Sexual violence to women is not unique to that country, but occurs everywhere. A survey this week by the social network, Mumsnet, disclosed that 10% of women in Britain had been raped, although most did not report the attack. This wall of silence is even more marked in Morocco. In 2009 the UN revealed the reported rate of rape in Morocco was only 3.6 per 100,000 women. That is hardly surprising, when one of the consequences of disclosure might be that she has to marry her rapist. A government study last year, found that around a quarter of all Moroccan women had actually been sexually assaulted. It seems that Article 475 effectively shields the violator.

In a patriarchal culture, however, it is not difficult to understand the reasoning behind this legal provision. For, sexual relations between men and women are very unequal. A woman’s loss of virginity dishonours her family, even if she has been the victim of rape, and they are unlikely then to find her a husband. The solution is all very reminiscent of the requirement in Deuteronomy 22 28-29 – that a man who violates a woman must be forced to marry her. A woman’s sexuality belongs to her husband, and such a man has already laid claim to it.
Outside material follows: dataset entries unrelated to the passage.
PR #916, opened 2024-01-16
[PLA-13814] Switch from Travis to GitHub Actions.

anoto-moniz:
# Citrine Python PR

## Description

We've had some issues with Travis CI, most recently permissions syncing. In the past few years, GitHub Actions has become pretty mature, and it has documentation that's generally far better than Travis. Not to mention its more tightly integrated with GitHub for obvious reasons. And the general benefits of shrinking the number of services we depend on.

This introduces three workflows, which will be kicked off automatically. One runs the tests and linting and such on PR creation against main, one builds and deploys to PyPI when a release is created, and one builds and deploys the docs when a release is created.

### PR Type:


.github/actions/initialize/action.yml
anoto-moniz, line 1: This is a convenience action used by many of our jobs and workflows to initialize the environment.

CONTRIBUTING.md
```diff
@@ -65,32 +65,6 @@ pytest tests/ --cov=src/
 It is not uncommon to have path issues when running pytest from the command line.
 Ensure that your $PATH variable contains the directory with the citrine-python repo.
 
-#### Docker
```
anoto-moniz, line 68: As far as I can tell, no one is using this, given that the corresponding files haven't been changed in 5 years.

requirements.txt
```diff
@@ -2,7 +2,7 @@ gemd==1.16.0
 requests==2.31.0
 pyjwt==2.4.0
 arrow==0.15.4
-sphinx==4.3.0
+sphinx==5.0.0
```
anoto-moniz, line 5: The GitHub Actions build and deploy actions require Sphinx 5.0. The full upgrade will be in the 3.0 release.

.github/actions/initialize/action.yml
```diff
@@ -0,0 +1,19 @@
...
+      shell: bash
+    - name: Install runtime dependencies
+      run: python -m pip install --only-binary ':all:' -r requirements.txt --upgrade
+      shell: bash
+    - name: Install test dependencies
+      run: python -m pip install --only-binary ':all:' -r test_requirements.txt --upgrade
+      shell: bash
+    - name: Install citrine
+      run: python -m pip install --only-binary ':all:' -e . --upgrade
+      shell: bash
```
kroenlein, line 19: What is the `--upgrade` supposed to accomplish?  All the entries in requirements.txt are pinned, so that flag has no impact.

.github/workflows/pr-tests.yml
```diff
@@ -0,0 +1,47 @@
...
+      - name: Initialize the environment
+        uses: ./.github/actions/initialize
+      - name: Deprecated check
+        run: derp src/ src/citrine/__version__.py
+  run-tests:
+    name: Execute unit tests
+    runs-on: ubuntu-latest
+    strategy:
+      matrix:
+        python-version: ["3.8", "3.9", "3.10", "3.11"]
```
kroenlein, line 41: Is there no way to have a low-library-version / high-library-version dimension on the test matrix?  We're doing that now because it has caught problems with multiple libraries in the past.

.github/workflows/build-docs.yml
```diff
@@ -0,0 +1,39 @@
...
+jobs:
+  deploy:
+    environment:
+      name: github-pages
+      url: ${{ steps.deployment.outputs.page_url }}
+    runs-on: ubuntu-latest
+    steps:
+      - uses: actions/checkout@v1
+      - name: Initialize the environment
+        uses: ./.github/actions/initialize
```
kroenlein, line 28: Would it make sense to have a different build for the documentation build?  There's no real purpose to having Sphinx et al. installed during testing if the doc build it is a separate step.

It is safer for women when legal provisions reflect later biblical teaching on sexuality and marital relations. For there is not the same endorsement of patriarchal practices in the Gospels and Epistles. In his first letter to the Church in Corinth, St Paul radically insists on mutuality and equality in marital sexuality. The woman is not the property of her husband, but each partner has the same ‘authority’ over the body of the other. (1 Corinthians 7  4).  The implications of this are enormous. Sexual relationships are to be shaped by mutual rights, respect, care, honour and love. And whilst laws alone can never prevent violence to women, or guarantee their safety, provisions grounded in these principles are surely a more compelling place to start.